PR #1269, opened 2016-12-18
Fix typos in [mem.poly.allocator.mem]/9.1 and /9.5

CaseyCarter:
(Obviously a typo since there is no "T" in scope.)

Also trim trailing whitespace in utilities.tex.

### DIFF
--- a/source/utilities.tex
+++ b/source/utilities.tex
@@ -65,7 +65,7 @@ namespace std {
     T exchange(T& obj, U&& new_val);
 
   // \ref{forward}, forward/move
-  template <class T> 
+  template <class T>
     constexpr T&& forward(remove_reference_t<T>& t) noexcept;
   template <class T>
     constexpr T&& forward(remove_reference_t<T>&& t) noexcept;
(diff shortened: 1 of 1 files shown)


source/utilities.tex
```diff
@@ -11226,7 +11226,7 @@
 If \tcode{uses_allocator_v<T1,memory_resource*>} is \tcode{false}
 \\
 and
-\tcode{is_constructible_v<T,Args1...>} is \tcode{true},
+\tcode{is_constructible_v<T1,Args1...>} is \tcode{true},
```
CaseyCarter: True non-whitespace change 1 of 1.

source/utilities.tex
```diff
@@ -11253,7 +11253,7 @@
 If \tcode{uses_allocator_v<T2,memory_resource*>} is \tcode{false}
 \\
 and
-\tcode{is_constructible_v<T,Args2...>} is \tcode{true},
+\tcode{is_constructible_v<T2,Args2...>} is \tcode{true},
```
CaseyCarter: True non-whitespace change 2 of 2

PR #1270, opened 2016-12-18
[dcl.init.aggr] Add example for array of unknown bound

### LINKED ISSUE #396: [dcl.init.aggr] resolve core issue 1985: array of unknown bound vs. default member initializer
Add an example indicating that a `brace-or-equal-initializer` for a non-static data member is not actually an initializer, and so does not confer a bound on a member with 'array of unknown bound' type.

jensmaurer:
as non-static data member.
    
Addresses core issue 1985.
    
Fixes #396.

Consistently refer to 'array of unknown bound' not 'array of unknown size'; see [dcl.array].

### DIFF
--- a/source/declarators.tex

= = = = =

### Goal of the exercise:
Nothing but the lines from the one containing "CaseyCarter: True non-whitespace change 1" through the end of the entries belongs in the answer; repeat them exactly.

### Output:
CaseyCarter: True non-whitespace change 1 of 1.

source/utilities.tex
```diff
@@ -11253,7 +11253,7 @@
 If \tcode{uses_allocator_v<T2,memory_resource*>} is \tcode{false}
 \\
 and
-\tcode{is_constructible_v<T,Args2...>} is \tcode{true},
+\tcode{is_constructible_v<T2,Args2...>} is \tcode{true},
```
CaseyCarter: True non-whitespace change 2 of 2

PR #1270, opened 2016-12-18
[dcl.init.aggr] Add example for array of unknown bound

### LINKED ISSUE #396: [dcl.init.aggr] resolve core issue 1985: array of unknown bound vs. default member initializer
Add an example indicating that a `brace-or-equal-initializer` for a non-static data member is not actually an initializer, and so does not confer a bound on a member with 'array of unknown bound' type.

jensmaurer:
as non-static data member.
    
Addresses core issue 1985.
    
Fixes #396.

Consistently refer to 'array of unknown bound' not 'array of unknown size'; see [dcl.array].

### DIFF
--- a/source/declarators.tex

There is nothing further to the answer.